Stored data
Issue #496, opened 2021-05-19
QIR sample to automatically generate oracles from Boolean Q# functions


msoeken:
Implementing quantum oracles is difficult. Classical oracles are described as black boxes in description of algorithms (see, e.g., Hamiltonian simulation, Quantum phase estimation, or Grover’s algorithm). While the *quantum parts* (reflection operator in Grover, QFT in QPE) of the algorithm are described in detail, the oracle is a black box placeholder for some classical function, for which no implementation is provided, or at most for some example. I propose a QIR-based tool that can automatically generate Q# operations for such classical oracles from Q# functions.

In a first step the Q# functions should get Boolean inputs and outputs, e.g.:

```qsharp
function Majority3_Classical(a : Bool, b : Bool, c : Bool) : Bool {
  return (a or b) and (a or c) and (b or c);
}
```

If a corresponding intrinsic Q# operation is defined as follows:

```qsharp
operation Majority3(inputs : (Qubit, Qubit, Qubit), output : Qubit) : Unit {
  body intrinsic;
}
```

this tool automatically finds an implementation for `Majority3` based on a QIR representation of the program.

msoeken:
Closed by #499

PR #499, opened 2021-05-21
QIR oracle generation sample

msoeken:
Implements #496


samples/qir/oracle-generator/qsharp/Program.qs
```diff
@@ -0,0 +1,50 @@
...
+                        let result = IsResultOne(MResetZ(f));
+
+                        Message($"{cc} {cb} {ca} -> {result}");
+                    }
+                }
+            }
+        }
+    }
+
+    internal function InitOracleCompilerFor<'In, 'Out>(func : 'In -> 'Out) : Unit {
```
cgranade, line 38: What is this function used for?

samples/qir/oracle-generator/qsharp/Program.qs
```diff
@@ -0,0 +1,50 @@
...
+        let _ = Microsoft.Quantum.Intrinsic.X;
+        let _ = Microsoft.Quantum.Intrinsic.CNOT;
+        let _ = Microsoft.Quantum.Intrinsic.CCNOT;
+        let _ = func;
+    }
+}
+
+namespace OracleCompiler.Classical {
+    internal function Majority3(a : Bool, b : Bool, c : Bool) : Bool {
```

**What is expected**
Could you restate word for word the lines above from the one containing "this tool automatically" through the one containing "Implements #496", both included, and nothing else?

**Problem solution**
this tool automatically finds an implementation for `Majority3` based on a QIR representation of the program.

msoeken:
Closed by #499

PR #499, opened 2021-05-21
QIR oracle generation sample

msoeken:
Implements #496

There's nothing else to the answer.